--- RECORDED DATA ---

PR #5293, opened 2018-10-28
Fix RepeatedField#first in Ruby gem

tobyhs:
Given an argument, the previous implementation was off by one (`.first(2)` would return 3 elements) compared to the `Enumerable#first` method.


TeBoring:
Thanks for the fix!

PR #5297, opened 2018-10-29
Remove unused types

brian-peloton:
They're not doing anything, so might as well get rid of them.

I was running a static analysis tool over protobuf, looking for things to fix in local changes, and noticed these.


acozzette:
Thanks for the pull request!

brian-peloton:
Thanks for taking a look at it so quickly!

---

Please show every line of the records that holds the word "first".

Fix RepeatedField#first in Ruby gem
Given an argument, the previous implementation was off by one (`.first(2)` would return 3 elements) compared to the `Enumerable#first` method.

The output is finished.